▶ [Collected data]:
/---
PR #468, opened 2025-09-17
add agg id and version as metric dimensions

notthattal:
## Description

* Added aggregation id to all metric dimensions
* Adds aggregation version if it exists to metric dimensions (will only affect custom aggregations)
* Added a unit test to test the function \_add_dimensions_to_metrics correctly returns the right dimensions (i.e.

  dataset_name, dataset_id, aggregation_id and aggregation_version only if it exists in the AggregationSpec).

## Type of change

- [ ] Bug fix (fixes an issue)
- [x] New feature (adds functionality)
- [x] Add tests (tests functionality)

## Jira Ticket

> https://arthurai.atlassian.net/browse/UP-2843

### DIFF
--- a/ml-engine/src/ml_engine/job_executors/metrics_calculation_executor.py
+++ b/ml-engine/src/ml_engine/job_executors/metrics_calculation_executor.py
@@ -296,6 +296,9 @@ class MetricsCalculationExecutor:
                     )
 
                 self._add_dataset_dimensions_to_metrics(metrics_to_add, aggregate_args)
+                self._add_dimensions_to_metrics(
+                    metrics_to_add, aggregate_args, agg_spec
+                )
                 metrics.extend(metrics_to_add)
\---
/---
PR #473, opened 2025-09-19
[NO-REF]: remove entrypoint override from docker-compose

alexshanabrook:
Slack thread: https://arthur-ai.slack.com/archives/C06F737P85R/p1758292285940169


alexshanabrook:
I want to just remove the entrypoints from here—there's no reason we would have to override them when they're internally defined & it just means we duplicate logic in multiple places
\---
▶ [Task brief]: Look above for the line containing "-296,6 +296,9 @@" and the line containing "metrics.extend(metrics_to_add)". Transcribe both, with the lines between them, exactly.

▶ [Problem solution]:
@@ -296,6 +296,9 @@ class MetricsCalculationExecutor:
                     )
 
                 self._add_dataset_dimensions_to_metrics(metrics_to_add, aggregate_args)
+                self._add_dimensions_to_metrics(
+                    metrics_to_add, aggregate_args, agg_spec
+                )
                 metrics.extend(metrics_to_add)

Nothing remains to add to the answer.